DESCRIPTION OF THE TASK → Your answer should consist of the lines in the data below that contain "will".

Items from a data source
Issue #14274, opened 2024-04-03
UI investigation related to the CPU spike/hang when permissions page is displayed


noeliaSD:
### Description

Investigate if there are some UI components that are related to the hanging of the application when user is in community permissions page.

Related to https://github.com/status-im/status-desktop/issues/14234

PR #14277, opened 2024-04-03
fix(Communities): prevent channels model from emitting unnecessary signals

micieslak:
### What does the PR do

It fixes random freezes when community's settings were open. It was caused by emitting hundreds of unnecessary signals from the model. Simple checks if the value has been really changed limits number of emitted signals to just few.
---
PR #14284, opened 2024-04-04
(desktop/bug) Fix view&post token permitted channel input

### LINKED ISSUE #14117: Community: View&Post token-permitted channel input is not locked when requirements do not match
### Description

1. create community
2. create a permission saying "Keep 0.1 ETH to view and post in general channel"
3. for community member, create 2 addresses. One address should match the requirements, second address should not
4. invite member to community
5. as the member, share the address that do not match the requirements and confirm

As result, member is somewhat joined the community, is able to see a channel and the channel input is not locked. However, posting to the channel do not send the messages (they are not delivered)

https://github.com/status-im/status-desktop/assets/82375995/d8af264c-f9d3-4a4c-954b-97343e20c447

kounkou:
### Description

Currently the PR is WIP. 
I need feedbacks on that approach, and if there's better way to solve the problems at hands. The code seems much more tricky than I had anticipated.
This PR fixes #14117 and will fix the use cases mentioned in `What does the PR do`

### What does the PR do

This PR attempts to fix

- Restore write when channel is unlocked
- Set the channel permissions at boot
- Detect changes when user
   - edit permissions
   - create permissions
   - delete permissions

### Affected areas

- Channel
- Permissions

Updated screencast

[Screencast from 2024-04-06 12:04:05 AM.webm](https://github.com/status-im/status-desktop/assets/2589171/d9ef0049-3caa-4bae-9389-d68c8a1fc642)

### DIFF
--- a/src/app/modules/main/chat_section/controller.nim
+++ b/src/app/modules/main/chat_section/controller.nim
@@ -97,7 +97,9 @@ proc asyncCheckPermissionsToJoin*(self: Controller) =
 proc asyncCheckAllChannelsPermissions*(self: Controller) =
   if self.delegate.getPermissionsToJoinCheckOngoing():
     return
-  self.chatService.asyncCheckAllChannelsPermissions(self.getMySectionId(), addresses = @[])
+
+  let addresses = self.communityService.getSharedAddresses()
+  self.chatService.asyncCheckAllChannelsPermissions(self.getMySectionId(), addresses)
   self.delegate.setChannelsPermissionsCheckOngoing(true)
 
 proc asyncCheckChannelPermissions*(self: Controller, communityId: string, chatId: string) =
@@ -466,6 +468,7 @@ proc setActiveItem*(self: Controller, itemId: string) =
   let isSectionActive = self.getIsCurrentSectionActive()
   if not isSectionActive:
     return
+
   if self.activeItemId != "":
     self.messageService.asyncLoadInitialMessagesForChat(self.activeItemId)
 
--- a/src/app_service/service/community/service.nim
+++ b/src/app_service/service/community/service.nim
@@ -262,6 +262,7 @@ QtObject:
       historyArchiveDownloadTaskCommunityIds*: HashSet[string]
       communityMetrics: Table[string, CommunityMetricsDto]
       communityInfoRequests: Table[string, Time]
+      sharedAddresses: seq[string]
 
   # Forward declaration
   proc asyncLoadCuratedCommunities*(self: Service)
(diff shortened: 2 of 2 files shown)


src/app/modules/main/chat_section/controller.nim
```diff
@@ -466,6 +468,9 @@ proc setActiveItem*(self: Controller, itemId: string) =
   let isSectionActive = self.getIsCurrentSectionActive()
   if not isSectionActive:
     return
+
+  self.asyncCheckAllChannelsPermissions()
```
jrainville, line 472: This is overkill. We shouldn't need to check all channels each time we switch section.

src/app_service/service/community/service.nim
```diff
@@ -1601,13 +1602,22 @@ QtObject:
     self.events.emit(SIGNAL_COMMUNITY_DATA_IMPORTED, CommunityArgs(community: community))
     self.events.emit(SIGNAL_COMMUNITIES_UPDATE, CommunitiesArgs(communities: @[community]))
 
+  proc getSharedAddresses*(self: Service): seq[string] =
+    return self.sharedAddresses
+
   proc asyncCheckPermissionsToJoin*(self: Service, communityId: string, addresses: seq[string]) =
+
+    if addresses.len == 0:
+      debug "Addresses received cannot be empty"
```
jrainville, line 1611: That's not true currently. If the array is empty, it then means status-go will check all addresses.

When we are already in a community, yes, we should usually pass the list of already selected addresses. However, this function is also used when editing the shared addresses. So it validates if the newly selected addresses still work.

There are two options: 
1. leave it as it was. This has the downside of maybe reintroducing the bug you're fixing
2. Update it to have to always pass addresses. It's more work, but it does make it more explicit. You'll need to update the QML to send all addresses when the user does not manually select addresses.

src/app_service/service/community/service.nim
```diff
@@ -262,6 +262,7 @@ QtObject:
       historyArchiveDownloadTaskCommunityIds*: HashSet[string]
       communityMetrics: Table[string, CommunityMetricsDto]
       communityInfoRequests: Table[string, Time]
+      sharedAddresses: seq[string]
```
...
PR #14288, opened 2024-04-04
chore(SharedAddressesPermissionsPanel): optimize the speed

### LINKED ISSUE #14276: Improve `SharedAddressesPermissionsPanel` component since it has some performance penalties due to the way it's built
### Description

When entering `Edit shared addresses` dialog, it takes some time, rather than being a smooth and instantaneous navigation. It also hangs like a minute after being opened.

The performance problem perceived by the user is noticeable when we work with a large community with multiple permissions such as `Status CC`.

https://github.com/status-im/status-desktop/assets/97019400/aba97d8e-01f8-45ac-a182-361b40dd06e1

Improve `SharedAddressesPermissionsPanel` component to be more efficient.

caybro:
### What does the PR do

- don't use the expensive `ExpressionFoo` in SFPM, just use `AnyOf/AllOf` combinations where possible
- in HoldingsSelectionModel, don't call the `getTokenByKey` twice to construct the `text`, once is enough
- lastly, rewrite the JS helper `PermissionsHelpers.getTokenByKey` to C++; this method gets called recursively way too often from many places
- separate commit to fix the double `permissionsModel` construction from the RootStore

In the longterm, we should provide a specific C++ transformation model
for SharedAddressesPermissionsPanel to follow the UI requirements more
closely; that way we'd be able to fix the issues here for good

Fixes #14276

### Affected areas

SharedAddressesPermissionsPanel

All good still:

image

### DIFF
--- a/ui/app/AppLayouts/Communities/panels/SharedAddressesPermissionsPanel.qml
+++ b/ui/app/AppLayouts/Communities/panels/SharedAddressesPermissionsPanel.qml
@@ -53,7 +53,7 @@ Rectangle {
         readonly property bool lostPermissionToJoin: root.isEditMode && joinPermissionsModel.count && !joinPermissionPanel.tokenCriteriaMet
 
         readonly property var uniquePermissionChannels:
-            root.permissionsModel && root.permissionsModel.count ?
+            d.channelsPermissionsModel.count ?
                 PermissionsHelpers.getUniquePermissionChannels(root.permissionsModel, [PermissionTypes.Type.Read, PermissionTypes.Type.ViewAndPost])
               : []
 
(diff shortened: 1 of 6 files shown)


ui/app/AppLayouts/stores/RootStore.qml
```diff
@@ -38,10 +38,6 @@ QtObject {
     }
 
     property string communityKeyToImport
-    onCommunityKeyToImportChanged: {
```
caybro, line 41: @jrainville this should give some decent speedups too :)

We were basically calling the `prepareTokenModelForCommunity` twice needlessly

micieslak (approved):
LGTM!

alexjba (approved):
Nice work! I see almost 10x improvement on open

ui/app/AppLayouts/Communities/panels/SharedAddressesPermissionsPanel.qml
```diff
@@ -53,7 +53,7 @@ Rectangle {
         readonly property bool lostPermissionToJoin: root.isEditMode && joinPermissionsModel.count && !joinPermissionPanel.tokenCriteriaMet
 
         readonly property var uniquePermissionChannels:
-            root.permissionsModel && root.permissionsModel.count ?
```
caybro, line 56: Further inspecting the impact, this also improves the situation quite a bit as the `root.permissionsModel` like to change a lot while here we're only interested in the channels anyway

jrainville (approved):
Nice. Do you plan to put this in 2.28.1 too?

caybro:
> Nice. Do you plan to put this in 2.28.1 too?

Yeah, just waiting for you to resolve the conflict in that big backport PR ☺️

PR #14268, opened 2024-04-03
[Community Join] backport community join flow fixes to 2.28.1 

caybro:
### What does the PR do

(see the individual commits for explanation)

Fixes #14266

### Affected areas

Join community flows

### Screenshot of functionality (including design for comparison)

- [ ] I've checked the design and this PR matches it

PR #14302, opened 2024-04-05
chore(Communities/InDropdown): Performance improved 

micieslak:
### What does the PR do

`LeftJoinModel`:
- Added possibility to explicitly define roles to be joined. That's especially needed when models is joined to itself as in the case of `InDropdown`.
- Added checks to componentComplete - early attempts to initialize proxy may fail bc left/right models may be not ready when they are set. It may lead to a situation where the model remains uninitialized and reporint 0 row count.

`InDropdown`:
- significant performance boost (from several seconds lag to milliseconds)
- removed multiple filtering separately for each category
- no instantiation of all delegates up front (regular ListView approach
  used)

ANSWER TO THE EXERCISE →
This PR fixes #14117 and will fix the use cases mentioned in `What does the PR do`
jrainville, line 1611: That's not true currently. If the array is empty, it then means status-go will check all addresses.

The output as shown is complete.